Search code examples
javaxmlxpathstax

Reading Huge XML File using StAX and XPath


The input file contains thousands of transactions in XML format which is around 10GB of size. The requirement is to pick each transaction XML based on the user input and send it to processing system.

The sample content of the file

<transactions>
    <txn id="1">
      <name> product 1</name>
      <price>29.99</price>
    </txn>

    <txn id="2">
      <name> product 2</name>
      <price>59.59</price>
    </txn>
</transactions>

The (technical)user is expected to give the input tag name like <txn>.

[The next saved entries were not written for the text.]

Issue #22349, opened 2022-04-23
3.1.6 png transparency shows black in wxTreeCtrl


msbroadf:
My app contains a wxTreeCtrl with png images used and these have transparency. 

In 3.1.4 this displayed correctly. Recompiling with 3.1.6 with no other changes to my code shows the same icons in the wxTreeCtrl but with black instead of the transparent area. 

Is this something related to the wxBitmapBundle not correctly supporting transparency at the moment?

vadz:
This is not supposed to happen, so it looks like a bug but, as always, it would be great to have a simple way of reproducing this, ideally in the treectrl sample. Could you please make a minimal patch to it showing the problem?

Also, which platform does this happen under?

vadz:
It would be great to at least have the PNG files showing the problem.

msbroadf:
Sorry i have been trying to compile the treectl example but havent yet succeeded (my build process is very complicated) but i have attached the png with the issue for the time being

![audio](https://user-images.githubusercontent.com/13748102/165187153-cdb80e36-347a-49eb-835b-42d4242a0504.png)

vadz:
Thanks, I'll test with this one, but normally you should be able to just use the provided make- or project file to build the sample without any changes.

PBfordev:
I cannot confirm this on MSW. I used the current master but I do not see any relevant changes since 3.1.6.

I downloaded the image provided by msbroadf, used bundled bin2c to embed it in the tree sample and use it instead of "file" icon there. I also set the background color to yellow, to make the transparency stand out.
![treectrl-sample-png](https://user-images.githubusercontent.com/12495521/165263276-73c0da37-ecf2-4986-ac6f-416e7d998f2c.png)

The patch is here: https://github.com/PBfordev/wxWidgets/commit/7b30db394238dfb2eff75ec945a6d8534284de7c

msbroadf:
I managed to compile with no changes to treectrl example and it looks like this:

![Untitled](https://user-images.githubusercontent.com/13748102/165270923-51b7deac-e218-4c18-9b82-ff054f7c98de.png)

My setup is as follows:

wxWidgets-3.1.6.zip downloaded from github
mingw64 cross compiler building exe on linux

PBfordev:
[...]

PR #22400, opened 2022-05-06
Make handling of masks wxImageList much simpler and more useful

vadz:
After looking at this code in my attempts to solve #22349 I came to the conclusion that we actually don't need to do anything half as complicated as what we're doing here and can drastically simplify the code while making it more useful.

Useful for me means "do the expected thing" and the expected thing here is clearly use whatever transparency is there in the images, be it alpha or mask. Using `mask == false` shouldn't prevent us from doing it but should only disable creating the default mask based on grey pixels, as this is the only thing which can be possibly unexpected (and hence harmful) here.

@a-wi I'm sorry to undo parts of your changes, but I really don't think that we should stick to the formal interpretation of the `mask` parameter here as, I believe, you tried to do. As I've tried to explain in the commit message, it was never supposed to mean "don't use alpha", for the simple reason that it predates alpha support in wxWidgets.

### DIFF
--- a/include/wx/generic/imaglist.h
+++ b/include/wx/generic/imaglist.h
@@ -58,6 +58,8 @@ public:
 private:
     const wxBitmap *DoGetPtr(int index) const;
 
+    wxBitmap GetImageListBitmap(const wxBitmap& bitmap) const;
+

We would like to provide this solution to be more generic. The file content might be different and users can give a XPath expression like "//transactions/txn" to pick individual transactions.

There are few technical things we have to consider here

  • The file can be in a shared location or FTP
  • Since the file size is huge, we can't load the entire file in JVM

Can we use StAX parser for this scenario? It has to take XPath expression as a input and pick/select transaction XML.

Looking for suggestions. Thanks in advance.


Solution

  • Stax and xpath are very different things. Stax allows you to parse a streaming XML document in a forward direction only. Xpath allows parsing in both directions. Stax is a very fast streaming XML parser, but, if you want xpath, java has a separate library for that.

    Take a look at this question for a very similar discussion: Is there any XPath processor for SAX model?